> [EXERCISE AIM]
Look through the listing for the word "closing". Copy each line that has it.

Top of RECORDS SHOWN

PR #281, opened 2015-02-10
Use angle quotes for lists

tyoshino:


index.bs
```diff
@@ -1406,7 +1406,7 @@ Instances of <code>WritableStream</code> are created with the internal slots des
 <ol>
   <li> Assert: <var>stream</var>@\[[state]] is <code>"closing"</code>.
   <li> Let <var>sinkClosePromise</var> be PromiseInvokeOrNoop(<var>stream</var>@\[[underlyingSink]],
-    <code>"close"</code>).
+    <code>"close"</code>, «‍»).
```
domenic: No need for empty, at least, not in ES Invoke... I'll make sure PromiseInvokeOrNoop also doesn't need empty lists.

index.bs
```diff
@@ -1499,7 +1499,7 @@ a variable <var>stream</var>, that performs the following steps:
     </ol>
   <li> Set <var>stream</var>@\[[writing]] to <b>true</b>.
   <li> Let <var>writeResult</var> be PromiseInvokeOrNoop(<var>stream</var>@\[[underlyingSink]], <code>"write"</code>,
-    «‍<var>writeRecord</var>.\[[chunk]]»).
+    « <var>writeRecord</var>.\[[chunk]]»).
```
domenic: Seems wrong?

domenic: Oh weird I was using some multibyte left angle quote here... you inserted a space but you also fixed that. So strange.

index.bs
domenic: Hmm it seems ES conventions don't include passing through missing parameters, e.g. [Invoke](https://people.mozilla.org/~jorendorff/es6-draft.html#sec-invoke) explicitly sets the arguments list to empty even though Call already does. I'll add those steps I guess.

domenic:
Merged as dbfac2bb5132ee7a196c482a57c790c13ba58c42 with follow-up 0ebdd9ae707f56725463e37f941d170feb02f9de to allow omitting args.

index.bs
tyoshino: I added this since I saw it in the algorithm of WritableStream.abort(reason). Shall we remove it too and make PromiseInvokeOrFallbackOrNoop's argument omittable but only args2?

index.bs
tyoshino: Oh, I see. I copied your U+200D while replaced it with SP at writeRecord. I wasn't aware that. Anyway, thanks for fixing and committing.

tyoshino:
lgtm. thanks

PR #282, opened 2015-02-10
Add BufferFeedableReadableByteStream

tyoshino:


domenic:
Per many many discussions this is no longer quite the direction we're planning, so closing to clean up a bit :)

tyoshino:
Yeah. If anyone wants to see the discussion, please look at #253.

Bottom of RECORDS SHOWN

> [FINAL ANSWER]
   <li> Assert: <var>stream</var>@\[[state]] is <code>"closing"</code>.
Per many many discussions this is no longer quite the direction we're planning, so closing to clean up a bit :)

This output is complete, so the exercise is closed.